◆ Instructions for the task: Return the data that follows exactly, with each line intact.

(Working data begins)

PR #962, opened 2024-10-09
Feature/ms backup retention

iamishaan:
This PR aims to update the data science model class to introduce new feature of Model Backups and retention.
Also to provide a new method/api call to restore an archived model artifact.
User can enable model backup or retention for their model while creation or while updating a model.
Both of them are Optional fields.
attaching screenshots  for model creation with the 2 new fields 
Screenshot 2024-10-24 at 5 21 48 PM
Screenshot 2024-10-24 at 5 22 13 PM


lu-ohai:
@iamishaan Could you add some user experience example here and also update the user guide? DataScience Model related user guide should be placed under [here](https://accelerated-data-science.readthedocs.io/en/latest/user_guide/model_registration/introduction.html).

ads/model/datascience_model.py
```diff
@@ -685,6 +711,114 @@ def with_model_file_description(
...
+
+        Returns
+        -------
+        DataScienceModel
+            The `DataScienceModel` instance (self) for method chaining.
+        """
+        if retention_setting and isinstance(retention_setting, dict):
+            try:
+                retention_setting = ModelRetentionSetting.from_dict(retention_setting)
+            except Exception as err:
```
lu-ohai, line 742: We should probably raise error here and provide the required parameters for `RetentionSetting`

ads/model/datascience_model.py
```diff
@@ -685,6 +711,114 @@ def with_model_file_description(
...
+
+        Returns
+        -------
+        DataScienceModel
+            The `DataScienceModel` instance (self) for method chaining.
+        """
+        if backup_setting and isinstance(backup_setting, dict):
+            try:
+                backup_setting = ModelBackupSetting.from_dict(backup_setting)
+            except Exception as err:
```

(Working data ends)

◆ Result for this exercise:
PR #962, opened 2024-10-09
Feature/ms backup retention

iamishaan:
This PR aims to update the data science model class to introduce new feature of Model Backups and retention.
Also to provide a new method/api call to restore an archived model artifact.
User can enable model backup or retention for their model while creation or while updating a model.
Both of them are Optional fields.
attaching screenshots  for model creation with the 2 new fields 
Screenshot 2024-10-24 at 5 21 48 PM
Screenshot 2024-10-24 at 5 22 13 PM


lu-ohai:
@iamishaan Could you add some user experience example here and also update the user guide? DataScience Model related user guide should be placed under [here](https://accelerated-data-science.readthedocs.io/en/latest/user_guide/model_registration/introduction.html).

ads/model/datascience_model.py
```diff
@@ -685,6 +711,114 @@ def with_model_file_description(
...
+
+        Returns
+        -------
+        DataScienceModel
+            The `DataScienceModel` instance (self) for method chaining.
+        """
+        if retention_setting and isinstance(retention_setting, dict):
+            try:
+                retention_setting = ModelRetentionSetting.from_dict(retention_setting)
+            except Exception as err:
```
lu-ohai, line 742: We should probably raise error here and provide the required parameters for `RetentionSetting`

ads/model/datascience_model.py
```diff
@@ -685,6 +711,114 @@ def with_model_file_description(
...
+
+        Returns
+        -------
+        DataScienceModel
+            The `DataScienceModel` instance (self) for method chaining.
+        """
+        if backup_setting and isinstance(backup_setting, dict):
+            try:
+                backup_setting = ModelBackupSetting.from_dict(backup_setting)
+            except Exception as err:
```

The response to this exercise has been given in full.